Work task — Repeat the full listing that follows, word for word.

[Start of section]

PR #199, opened 2020-11-30
atlinopt improvements

lfarv:
This pull request adds 2 things:

#### 1. Consistent differentiation steps and across all functions:
there are 4 constants (at the moment):

> XYStep = 1.0E-8 :	Transverse step (for findorbitx, findmxx,...)
> DPStep = 1.0E-6 :	Momentum step (for dispersion and chromaticity)
> OrbConvergence = 1.0E-12 :	Convergence of findorbitx
> OrbMaxIter = 20 :	Max number of iterations for findorbitx

These constants can be modified either globally, or at the function level through keyword arguments. In Matlab, the default value is now different from the historical one of 6.05545e-6, possibly slightly modifying some results.

- For Matlab: the default values are defined in `initoptions.m`, and the constants can be obtained and modified with the `getoption` and `setoption` functions
- For python: the constants are handled in the` at.physics.diff_constants` module and accessed using the `at.physics.DConstant` class object.

#### 2. `atlinopt` can be used for transfer lines similarly to the equivalent python function


lfarv:
There is a very strange behaviour with the tests: all tests succeed on Windows, and on Linux for versions 2.7 to 3.5. But they fail on linux 3.6 to 3.8, and on macOS. But I cannot reproduce this at home: all tests succeed, on both linux and macOS. Since I cannot reproduce, I do not know where to look. The differences appear on horizontal chromaticity and longitudinal damping time ! And the values reported by the failing tests are indeed different slightly from the values computed here.

willrogers:
These sorts of things are tricky.

I suppose that we expect numerical differences, so either these differences are permissible and we allow a wider range, or there's actually a bug somewhere.

swhite2401:
Sorry I haven't had time to take a look yet, I think I can get to it next week

lfarv:
For sure we can expect numerical differences for different machines or libraries. But I cannot understand different results for the same machine. It seems that fairly large discrepancies (on chromaticity for instance) can all be related to very small deviations on the closed orbit computation (which is the 1st thing done everywhere). When introducing the same closed orbit for transfer matrix computation, I get results identical to the machine precision everywhere, instead of 1e-7 usually. I'm investigating why the closed orbit computation may differ on GitHub and locally (NumPy version ?), and I'll purpose modified tests allowing a reasonable deviation on closed orbit, but much more strict when using a fixed closed orbit. More in a few days !

lfarv:
@willrogers : I don not understand why Travis checks disappeared!

willrogers:
It appears that Travis has stopped offering free builds.

GitHub offers a similar service that is free (for now) but it would take a bit of work to move across.

lfarv:
Ready for merging !

The default values for differentiation steps are now:
- XYStep: 1.0E-8
- DPStep: 1.0E-6

Some more work is still necessary to find the best values, but everything is now implemented to make this easier.
Because of the new values, results are slightly different, which explains the changes in the test functions. An update of the `test_physics.py` module would be a nice improvement.

For @willrogers: when the tests fail apparently most of them stop with the mention "This test was cancelled" without any indication of the reason for cancelling, while only a few go to the end so that the test results can be visualised (see the las failure at commit bb821bf).

swhite2401:
@lfarv sorry I haven't gotten to this yet, next should be more quiet, feel free to merge I don't want to block anything

willrogers:
I approve that you are getting rid of the magic numbers with the mysterious origin.

I think that any one of the tests failing means that any that haven't completed yet are cancelled. I suppose this means that we use less of the computers that Github are providing us for free. There may be a way to change this if you think it's important.

lfarv:
### Optimisation of XYStep
To look at the influence of XYStep, we take a reference point in a lattice, and then apply a circular shift of lattice elements while keeping the same reference point. When we change the starting point of the lattice, global parameters like tunes, chromaticities, emittances should be constant, as well as local parameters at the chosen reference point (closed orbit, dispersion, beta functions...). In practice, the standard deviation of those values will be taken as a figure of merit to optimise XYStep. We shall plot the standard deviation over 20 starting points of the hmba lattice for Matlab results, for python results, and for the difference between Matlab and python results.

#### Test 1 : 4D, dp/p = 0
dp000

- The standard deviation of Matlab results and python results are almost equal,
- The standard deviation of the difference is much smaller than the intrinsic deviation of each version,
- The lower XYStep, the better.

#### Test 2 : 4D, dp/p = 0.01
dp010

- The same behaviour appears in vertical,
- In horizontal, there is an optimum around 3.0E-08,
- The difference between Matlab and python increases for smaller XYStep, though it is still far below the intrinsic fluctuation

#### Test 3 : 6D, tunes and damping times
6d

- Here the optimum is around 1.0E-08

lfarv:
The same test performed on various lattices shows an optimum for XYStep around **3.0E-08** to **1.0E-07**.
Example for the esrf lattice from `at/machine_data`:
#### 4D
esrf4d
#### 6D
esrf6d

lfarv:
### Optimisation of DPStep
The same procedure is applied when varying DPStep. The variables depending on DPStep are the chromaticities, the dispersion, the longitudinal tune and damping time

hmba3

- Here the standard deviation decreases when DPStep increases.
- The deviation on horizontal chromaticity is quite large

The same behaviour is shown on all lattices, though the orde of magnitude of horizontal chromaticity varies a lot.

The choice of DPStep is therefore a compromise between the stability of the result (versus starting point of the lattice) and accuracy, since increasing DPStep means averaging around the desired dp.

lfarv:
According to the previous results, the default values have been set to:
XYStep = 3.0E-08
DPStep = 3.0E-06
With these values, the fluctuation of parameters as a function of dp/p are shown on the next plots

hmbadp1

- vertically, the fluctuation of tune and beta function are very small, with no strong dependence on dp/p, and the difference between Matlab and python is even smaller (1.0E-14)
- horizontally, the discrepancy between Matlab and python is larger (1.0E-09), except for dp/p =0 !!!, but still smaller than the intrinsic fluctuation.

hmbadp2

- The fluctuation of horizontal chromaticity is quite large (1.0E-05, but can reach 1.0E-03 on some lattices), except for dp/p = 0

lfarv:
This is my final setup, and based on these results I'll try to review the tests in another pull request to stick more closely to the expected values.

willrogers:
Can you please leave a comment in the code explaining where the numbers came from this time? Otherwise in 5 years time someone might be puzzled again. I would refer back to this PR.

[End of section]

Result —
PR #199, opened 2020-11-30
atlinopt improvements

lfarv:
This pull request adds 2 things:

#### 1. Consistent differentiation steps and across all functions:
there are 4 constants (at the moment):

> XYStep = 1.0E-8 :	Transverse step (for findorbitx, findmxx,...)
> DPStep = 1.0E-6 :	Momentum step (for dispersion and chromaticity)
> OrbConvergence = 1.0E-12 :	Convergence of findorbitx
> OrbMaxIter = 20 :	Max number of iterations for findorbitx

These constants can be modified either globally, or at the function level through keyword arguments. In Matlab, the default value is now different from the historical one of 6.05545e-6, possibly slightly modifying some results.

- For Matlab: the default values are defined in `initoptions.m`, and the constants can be obtained and modified with the `getoption` and `setoption` functions
- For python: the constants are handled in the` at.physics.diff_constants` module and accessed using the `at.physics.DConstant` class object.

#### 2. `atlinopt` can be used for transfer lines similarly to the equivalent python function


lfarv:
There is a very strange behaviour with the tests: all tests succeed on Windows, and on Linux for versions 2.7 to 3.5. But they fail on linux 3.6 to 3.8, and on macOS. But I cannot reproduce this at home: all tests succeed, on both linux and macOS. Since I cannot reproduce, I do not know where to look. The differences appear on horizontal chromaticity and longitudinal damping time ! And the values reported by the failing tests are indeed different slightly from the values computed here.

willrogers:
These sorts of things are tricky.

I suppose that we expect numerical differences, so either these differences are permissible and we allow a wider range, or there's actually a bug somewhere.

swhite2401:
Sorry I haven't had time to take a look yet, I think I can get to it next week

lfarv:
For sure we can expect numerical differences for different machines or libraries. But I cannot understand different results for the same machine. It seems that fairly large discrepancies (on chromaticity for instance) can all be related to very small deviations on the closed orbit computation (which is the 1st thing done everywhere). When introducing the same closed orbit for transfer matrix computation, I get results identical to the machine precision everywhere, instead of 1e-7 usually. I'm investigating why the closed orbit computation may differ on GitHub and locally (NumPy version ?), and I'll purpose modified tests allowing a reasonable deviation on closed orbit, but much more strict when using a fixed closed orbit. More in a few days !

lfarv:
@willrogers : I don not understand why Travis checks disappeared!

willrogers:
It appears that Travis has stopped offering free builds.

GitHub offers a similar service that is free (for now) but it would take a bit of work to move across.

lfarv:
Ready for merging !

The default values for differentiation steps are now:
- XYStep: 1.0E-8
- DPStep: 1.0E-6

Some more work is still necessary to find the best values, but everything is now implemented to make this easier.
Because of the new values, results are slightly different, which explains the changes in the test functions. An update of the `test_physics.py` module would be a nice improvement.

For @willrogers: when the tests fail apparently most of them stop with the mention "This test was cancelled" without any indication of the reason for cancelling, while only a few go to the end so that the test results can be visualised (see the las failure at commit bb821bf).

swhite2401:
@lfarv sorry I haven't gotten to this yet, next should be more quiet, feel free to merge I don't want to block anything

willrogers:
I approve that you are getting rid of the magic numbers with the mysterious origin.

I think that any one of the tests failing means that any that haven't completed yet are cancelled. I suppose this means that we use less of the computers that Github are providing us for free. There may be a way to change this if you think it's important.

lfarv:
### Optimisation of XYStep
To look at the influence of XYStep, we take a reference point in a lattice, and then apply a circular shift of lattice elements while keeping the same reference point. When we change the starting point of the lattice, global parameters like tunes, chromaticities, emittances should be constant, as well as local parameters at the chosen reference point (closed orbit, dispersion, beta functions...). In practice, the standard deviation of those values will be taken as a figure of merit to optimise XYStep. We shall plot the standard deviation over 20 starting points of the hmba lattice for Matlab results, for python results, and for the difference between Matlab and python results.

#### Test 1 : 4D, dp/p = 0
dp000

- The standard deviation of Matlab results and python results are almost equal,
- The standard deviation of the difference is much smaller than the intrinsic deviation of each version,
- The lower XYStep, the better.

#### Test 2 : 4D, dp/p = 0.01
dp010

- The same behaviour appears in vertical,
- In horizontal, there is an optimum around 3.0E-08,
- The difference between Matlab and python increases for smaller XYStep, though it is still far below the intrinsic fluctuation

#### Test 3 : 6D, tunes and damping times
6d

- Here the optimum is around 1.0E-08

lfarv:
The same test performed on various lattices shows an optimum for XYStep around **3.0E-08** to **1.0E-07**.
Example for the esrf lattice from `at/machine_data`:
#### 4D
esrf4d
#### 6D
esrf6d

lfarv:
### Optimisation of DPStep
The same procedure is applied when varying DPStep. The variables depending on DPStep are the chromaticities, the dispersion, the longitudinal tune and damping time

hmba3

- Here the standard deviation decreases when DPStep increases.
- The deviation on horizontal chromaticity is quite large

The same behaviour is shown on all lattices, though the orde of magnitude of horizontal chromaticity varies a lot.

The choice of DPStep is therefore a compromise between the stability of the result (versus starting point of the lattice) and accuracy, since increasing DPStep means averaging around the desired dp.

lfarv:
According to the previous results, the default values have been set to:
XYStep = 3.0E-08
DPStep = 3.0E-06
With these values, the fluctuation of parameters as a function of dp/p are shown on the next plots

hmbadp1

- vertically, the fluctuation of tune and beta function are very small, with no strong dependence on dp/p, and the difference between Matlab and python is even smaller (1.0E-14)
- horizontally, the discrepancy between Matlab and python is larger (1.0E-09), except for dp/p =0 !!!, but still smaller than the intrinsic fluctuation.

hmbadp2

- The fluctuation of horizontal chromaticity is quite large (1.0E-05, but can reach 1.0E-03 on some lattices), except for dp/p = 0

lfarv:
This is my final setup, and based on these results I'll try to review the tests in another pull request to stick more closely to the expected values.

willrogers:
Can you please leave a comment in the code explaining where the numbers came from this time? Otherwise in 5 years time someone might be puzzled again. I would refer back to this PR.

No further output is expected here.